Issue #525, opened 2019-08-27
column with CHARACTER SET got `Unknown character set` error


martianzhang:
## Bug Report

Please answer these questions before submitting your issue. Thanks!

1. What did you do?

```sql
CREATE TABLE `tb` (    
  `id` int(10) NOT NULL AUTO_INCREMENT,    
  `col` varchar(10) CHARACTER SET gbk DEFAULT NULL,                                                                                                                                      
  PRIMARY KEY (`id`)    
) ENGINE=InnoDB DEFAULT CHARSET=utf8
```
[parser:1115]Unknown character set: 'gbk'

2. What version of TiDB SQL Parser are you using?

41d48df058643bdb2e24c64b1685c4e9ff6608f8

PR #558, opened 2019-09-12
Adds GBK charset

jonahgeorge:

https://github.com/pingcap/parser/issues/525

Added GBK as a default, supported charset and collation as per:
https://mariadb.com/kb/en/library/supported-character-sets-and-collations/

#### Tests
 - Unit test

#### Code changes

#### Side effects
None expected.

#### Related changes
Unsure

### DIFF
--- a/charset/charset.go
+++ b/charset/charset.go
@@ -63,6 +63,7 @@ var charsetInfos = []*Charset{
 	{CharsetASCII, CollationASCII, make(map[string]*Collation), "US ASCII", 1},
 	{CharsetLatin1, CollationLatin1, make(map[string]*Collation), "Latin1", 1},
 	{CharsetBin, CollationBin, make(map[string]*Collation), "binary", 1},
+	{CharsetGBK, CollationGBK, make(map[string]*Collation), "GBK Simplified Chinese", 2},
 }
 
 // All the names supported collations should be in the following table.
@@ -72,6 +73,7 @@ var supportedCollationNames = map[string]struct{}{
 	CollationASCII:   {},
 	CollationLatin1:  {},
 	CollationBin:     {},
+	CollationGBK:     {},
 }
 
 // Desc is a charset description.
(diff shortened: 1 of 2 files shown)


jonahgeorge:
There appear to be failures in TIDB's test suite:
```
FAIL: tables_test.go:181: testTableSuite.TestCharacterSetCollations

tables_test.go:185:
    // The description column is not important
    tk.MustQuery("SELECT default_collate_name, maxlen FROM information_schema.character_sets ORDER BY character_set_name").Check(
        testkit.Rows("ascii_bin 1", "binary 1", "latin1_bin 1", "utf8_bin 3", "utf8mb4_bin 4"))
/go/src/github.com/pingcap/tidb/util/testkit/testkit.go:62:
    res.c.Assert(resBuff.String(), check.Equals, needBuff.String(), res.comment)
... obtained string = "" +
...     "[ascii_bin 1]\n" +
...     "[binary 1]\n" +
...     "[gbk_chinese_ci 2]\n" +
...     "[latin1_bin 1]\n" +
...     "[utf8_bin 3]\n" +
...     "[utf8mb4_bin 4]\n"
... expected string = "" +
...     "[ascii_bin 1]\n" +
...     "[binary 1]\n" +
...     "[latin1_bin 1]\n" +
...     "[utf8_bin 3]\n" +
...     "[utf8mb4_bin 4]\n"
... sql:SELECT default_collate_name, maxlen FROM information_schema.character_sets ORDER BY character_set_name, args:[]
```

Would someone be able to shed some light on the interaction between the parser and TIDB with regards to supported charsets? It seems that the parser should be able to parse statements that indicate a `gbk` charset even if TIDB doesn't currently support it.

shenli:
@jonahgeorge Thanks for your contribution! Currently, TiDB doesn't support GBK charset. So we decide not to show GBK related info. Because this may lead to misunderstanding.

jonahgeorge:
@shenli Prior to https://github.com/pingcap/parser/pull/295, the parser was able to parse statements like below without error.
```sql
CREATE TABLE `tb` (    
  `id` int(10) NOT NULL AUTO_INCREMENT,
  `col` varchar(10) CHARACTER SET gbk DEFAULT NULL,
  PRIMARY KEY (`id`)    
) ENGINE=InnoDB DEFAULT CHARSET=utf8
```

Is the intention to continue not supporting this as long as TIDB doesn't support `gbk`?

shenli:
@jonahgeorge Yes, this is by design.

PR #561, opened 2019-09-16
*: refine split region syntax add split partition table region syntax.

crazycs520:
* *: refine split region syntax add split partition table region syntax.

### Check List 

Tests 

 - Unit test

Code changes

Side effects

Related changes


parser.y
```diff
@@ -2015,6 +2021,31 @@ SplitOption:
...
+	{
+		$$ = &ast.SplitSyntaxOption{}
+	}
+|	"REGION" "FOR"
+	{
+		$$ = &ast.SplitSyntaxOption{
+			HasRegionFor: true,
+		}
+	}
+|	"PARTITION"
```
zimulala: What's the different between `"PARTITION"` and `"REGION" "FOR"`? Could we remove one?

crazycs520: `PARTITION` used to indicate splitting partition table.
`region for` will make this syntax more readable.  `split region for table ` is meaningful than `split table`.

PR #562, opened 2019-09-20
parser: optimize performance

lauhg:
Optimizing parser performance

Here is the benchmark, 8%~12% faster than before:

goos: linux
goarch: amd64

Before optimization:
```sh
BenchmarkSysbenchSelect       200000          6121 ns/op        1824 B/op         20 allocs/op
BenchmarkParseComplex          10000        223586 ns/op        61772 B/op        642 allocs/op
BenchmarkParseSimple          100000         19047 ns/op        5144 B/op         71 allocs/op
```
After optimization:
```sh
BenchmarkSysbenchSelect       200000          5586 ns/op        1824 B/op         20 allocs/op
BenchmarkParseComplex          10000        206988 ns/op        61772 B/op        642 allocs/op
BenchmarkParseSimple          100000         16873 ns/op        5144 B/op         71 allocs/op
```

### Check List
Tests

Unit test

### DIFF
--- a/goyacc/main.go
+++ b/goyacc/main.go
@@ -552,7 +552,6 @@ func %[1]sParse(yylex %[1]sLexer, parser *Parser) int {
 	yyEx, _ := yylex.(%[1]sLexerEx)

──────────────────────────────

■ **INSTRUCTIONS FOR THE TASK**: Print exactly, and only, the lines beginning at the top of the listing and ending at the line with "41d48df058643bdb2e24c64b1685c4e9ff6608f8".

■ **TASK ANSWER**:
Issue #525, opened 2019-08-27
column with CHARACTER SET got `Unknown character set` error


martianzhang:
## Bug Report

Please answer these questions before submitting your issue. Thanks!

1. What did you do?

```sql
CREATE TABLE `tb` (    
  `id` int(10) NOT NULL AUTO_INCREMENT,    
  `col` varchar(10) CHARACTER SET gbk DEFAULT NULL,                                                                                                                                      
  PRIMARY KEY (`id`)    
) ENGINE=InnoDB DEFAULT CHARSET=utf8
```
[parser:1115]Unknown character set: 'gbk'

2. What version of TiDB SQL Parser are you using?

41d48df058643bdb2e24c64b1685c4e9ff6608f8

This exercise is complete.